Lo de tu cajita controladora dice max de 6A, pero lo que en realidad dice que los mosfet que tienen dentro su limite es de 6A(puedes aumentarlo cambiando los mosfet).
 Y en cuanto al voltaje , la cinta funciona desde los 9V hasta los 14V sin problema alguno. Si te pones a medirlo notaras que el voltaje en vacio de tu fuente bajara un poco al conectarla, si es mayor a 1V es que es demaciado pequeño.


----------



## blanko001 (Jun 13, 2013)

zopilote dijo:


> No tienes que colocar tanto transformador, en primer lugar si quieres todos los led encendidos, para que el proposito de la tira RGB, mejor un monocolor como el blanco hielo,  y segundo los amperios que consume todo tu tira es de 2A como maximo(300 leds), estan en grupos de tres por lo que 100X0.02A=2A (consumo de 20mA por no mencionar que lo controlan con PWM) solo para un color puro y maxima intensidad (lo que que no se usa ).



Los LED 5050 no consumen 20mA, consumen 60mA porque cada chip contiene 3 LED; entonces 100*0.06A=6A (como ya dije al máximo de su capacidad); pero es un calculo aproximado porque no se tendrán iluminados todos al máximo a la vez más que por pocos segundos dependiendo de la función de colores.



> A lo que me dices de 12A supongo que es una errata XD... los leds van a 12V si le pongo mas me los cargo y lo mismo con los amperios osea no le puedo poner ni mas de 12V ni mas de 6A



Puedes disponer si quieres de una fuente de 12V a 1'000.000A pero tu circuito solo tomará lo que necesita. Las fuentes no entregan la corriente nominal si la carga no la requiere. Aún si tienes una fuente limitadora de corriente si utilizas menos corga solo consumirá la corriente requerida y solo cortará el paso de la corriente cuando se acerque al límite.



> Otra duda que tengo es , si con el transformador que tengo ahora de 1,2A los leds dan toda su luz si al poner uno de 6A se notaran mas brillantes?

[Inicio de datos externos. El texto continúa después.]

PR #1642, opened 2023-07-12
RP2040 Rtc update with example 

henrikberg:
- RTC example.
- Remove start time from Rtc::new() for more flexibility.
- Not reset RTC in Clock::init().
- Rename to Rtc from RealTimeClock to match STM32 implementation.
- Add missing set_/get_scratchN to watchdog for reboot safe data.
- Add save/restore to RP2040 Rtc.

### DIFF
--- a/embassy-rp/src/watchdog.rs
+++ b/embassy-rp/src/watchdog.rs
@@ -107,4 +107,100 @@ impl Watchdog {
             w.set_trigger(true);
         })
     }
+
+    pub fn set_scratch0(&mut self, value: u32) {
+        let watchdog = pac::WATCHDOG;
+        watchdog.scratch0().write(|w| {
+            *w = value;
+        })
+    }
+
+    pub fn get_scratch0(&mut self) -> u32 {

Es posible que tus LED no están recibiendo toda la corriente necesaria en algunos momentos, especialmente cuando iluminan de color "blanco" ya que el consumo de corriente rondaría los 5A o 6A, en este momento cae el voltaje de la fuente debido a que el trafo empieza a entregar más de la corriente necesaria. En sintesis: es posible.

Te recomiendo al menos una fuente de 6A 12V DC. así el trafo trabaja más descansado y mantendrás el tiempo de vida del mismo.


----------